I’ve been roughly once a week. I went on Boxing Day. We took Mince Pies and chocolate cake. It was very socially-distanced and responsible. Because I was faffing, getting my new equipment ready, I went in a few minutes behind everyone. I didn’t get in ’til they were getting out (they waited for me) but I had the water to myself which was amazing.
Mentally there’s a real feeling of disconnect. It’s quite a shock to the system. You can’t believe you’re in there doing it, because it seems quite outlandish to do. You start breathing fast at first with the shock, but then you stop that and start breathing normally. It’s so tranquil. Just you and the water.
There’s something about the feeling of being immersed: you can spread your arms , water through your fingers, almost like doing yoga. It’s amazing visually, too. You’re seeing the water from the coots’ point of view.
I’ve met some really inspiring people. Several swimmers I know have challenged themselves to swim throughout December or January to raise sponsorship money for charities close to their hearts. There are people still swimming with just a costume and woolly gloves. There’s no obvious machismo about the outdoor swimming scene: it’s all about what suits you and what helps you to get into the water. I feel I could go on for miles except for my hands which are in agony really, so I’ve ordered some neoprene gloves today. With gloves I should be unstoppable!
Every time I swim in my local pool, Crookes Valley Park, it’s different. Going into autumn and winter so far, every swim has been colder and colder and colder. I walk there and get warmed up – perspiring, gently, like a lady – and then swimming gives you a rush of endorphins and puts you in a really good mood. Sometimes, the only sounds are the cries of gulls, or the ducks quacking – and the rippling of water.

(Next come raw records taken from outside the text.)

PR #87, opened 2022-03-06
Fix Lesson API Client - Update call parameter type

y2kwak:
## Implementation Description
Small fix to the updateLesson method in the Lesson API Client. This is to allow the lesson update request to be a partial type of the LessonRequest type.

## Screenshots
N/A

- 

## Testing Procedure

## Things to Note

## Checklist


e-wai (approved):
Code looks fine 👍 

(Commit history looks weird, not that it matters with the squash + merge. Maybe squash commits + force push just to clean that up?)

PR #90, opened 2022-03-07
Add custom text variants/styles, utils command for linting

e-wai:
## Implementation Description
Initial few changes for course block ticket
- Only separating this into its own ticket to make sure the text stylings are available for all future frontend work (and so no duplication on this work)

- Please compare to the Figma -> https://www.figma.com/file/zh6zk2LJo0RodIHBVycylC/RHS-Design-System?node-id=217%3A9061
  - All styles should align exactly with values in `text.ts`
- What the heck is the `em` property supposed to be 

## Testing Procedure

Utils script should be manually testable
-> on Mac, command is `bash utils.sh felint` // `bash utils.sh belint`
-> may not work on other platforms

## Things to Note
- Things you'd want to know when coming back to the code after a few months -> find a fix for other platforms?

## Checklist

### DIFF
--- a/frontend/src/theme/components/index.ts
+++ b/frontend/src/theme/components/index.ts
@@ -1,4 +1,5 @@
 import Button from "./button";
 import Input from "./input";
+import Text from "./text";
 
-export { Button, Input };
+export { Button, Input, Text };
--- a/frontend/src/theme/components/text.ts
+++ b/frontend/src/theme/components/text.ts
@@ -1,0 +1,68 @@
+const Text = {
+  baseStyle: {},
+  sizes: {},
+  variants: {
+    "display-lg": {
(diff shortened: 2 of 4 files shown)


e-wai:
Actually maybe the button styles are unnecessary here and should be manually added into `button.ts`?

draymond63 (commented):
Is the Chakra `Text` component the way we should be handling text styles? Perhaps can include these as general "fonts" and then we can apply them to whatever container we wish (e.g. `Text` or `Header` or `div`)

If we decide to go with Text components, I'm happy with this.

draymond63 (approved):
After reading through Chakra documentation, this is probably the best way to go. I'm happy!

I’ve been able to build a social life with new friends, at a distance. It’s become a very loose support network. Most of the talking is on social media at the moment; we don’t go that close to each other. I could say almost anything to people I’ve met in the water and get good support and advice. Its an unspoken rule. I’ve got a Wats-app group and people will say: ‘I really, really need a swim now. Can anyone come?’
As a teenager I was always picked last for netball, but I did an outward bound thing for school. All the kids who’d spent all year saying I was terrible at sport were really surprised that I was good at swimming and had a go at outdoor pursuits. You didn’t have to score goals – there was no pressure to be any good. You just had to survive. Wild swimming’s put me back with that: you just have to get in and get out again; not even that, to be honest. If for any reason I turned up and then chickened out, that would be fine.
It’s like a different world opening within the world you already knew. I’ve known Crookes Valley Park since I was first a student but I wouldn’t have dreamed of getting in the lake. Now there’s always someone there – getting changed or jumping in or getting out…. we’ve discovered something all at once about places that are magical around our own doorsteps.
It replaces the endorphin hit I used to get from loud music at concerts. There’s a delicious tingling on your extremities and it really makes you feel alive. You scream when you jump in the water and it gives you a thrill.
Every time feels like an achievement. It’s good for your confidence as well; to keep swimming through the winter is awesome. I’m definitely going to make it through to Spring.